- BRIEF
All lines with the word "opened" must be pulled from the entries below.

- AVAILABLE DATA
Issue #273, opened 2024-11-11
Show Progress in Cloud Sync Reporter


abhisek:
User feedback

> Also when I ran vet with cloud sync command, it doesn't show whether the data has been uploaded to the cloud or not it shows the standered response like VET cli. Should we think about adding some additional message with successful sync when the vet cloud command is used?

We need to update cloud report syncing to have a callback with status and metrics. This callback can be used by the main scan controller (`scan.go`) to render a progress bar for cloud reporting syncing.

PR #400, opened 2025-03-18
feat: progress bar in cloud report syncing

KunalSin9h:
Fixes: #273 

Demo: 

rec

### DIFF
--- a/scan.go
+++ b/scan.go
@@ -523,6 +523,9 @@ func internalStartScan() error {
 			EnableMultiProjectSync: syncEnableMultiProject,
 			ClientConnection:       clientConn,
 		}, reporter.SyncReporterCallbacks{
+			OnSyncStart: func() {
+				ui.PrintMsg("🌐 Syncing data to SafeDep Cloud...")
+			},
 			OnPackageSync: func(pkg *models.Package) {
 				ui.IncrementTrackerTotal(syncReportTracker, 1)
 			},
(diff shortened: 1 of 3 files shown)


scan.go
```diff
@@ -668,6 +690,7 @@ func internalStartScan() error {
 		BeforeFinish: func() {
 			ui.MarkTrackerAsDone(packageManifestTracker)
 			ui.MarkTrackerAsDone(packageTracker)
+			ui.MarkTrackerAsDone(syncReportTracker)
```
abhisek, line 693: Possible `nil` deref here because we are creating `syncReportTracker` conditionally at 

https://github.com/safedep/vet/pull/400/files#diff-37272e63b3a935ee8196994289044044d85351186f29286b458a60fd513183a4R677

scan.go
```diff
@@ -668,6 +690,9 @@ func internalStartScan() error {
 		BeforeFinish: func() {
```
abhisek, line 690: There is a race condition here. This callback is called before the Scan Finish phase. 

https://github.com/safedep/vet/blob/main/pkg/scanner/scanner.go#L87

When this callback is called, we end up marking the trackers as done. But the sync reporter is still running even after that. You will experience this is a lag / delay when you are scanning a repo with a lot of packages.

This is because the scanner triggers `Finish` for all analysers and reports after that. Sync reporter in turn waits for all sync to be completed before returning from `Finish`

Look at `OnStop` callback from scanner and see if we should stop the trackers `OnStop` instead

https://github.com/safedep/vet/blob/main/pkg/scanner/scanner.go#L93

KunalSin9h: @abhisek 

Stopping triggers at `OnStop` is causing issues in UI, see the demo gif. Analysis output is print before the progress bar is stopped. 

result

KunalSin9h:
@abhisek this is the best result i am achieve, since ui is cluttering and sames thing (the progress) bar is reprinting on bottom due to handing `ui.StopProgressTrakcer` in `OnStop`. 

image

abhisek (dismissed):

- EXERCISE RESULT
Issue #273, opened 2024-11-11
PR #400, opened 2025-03-18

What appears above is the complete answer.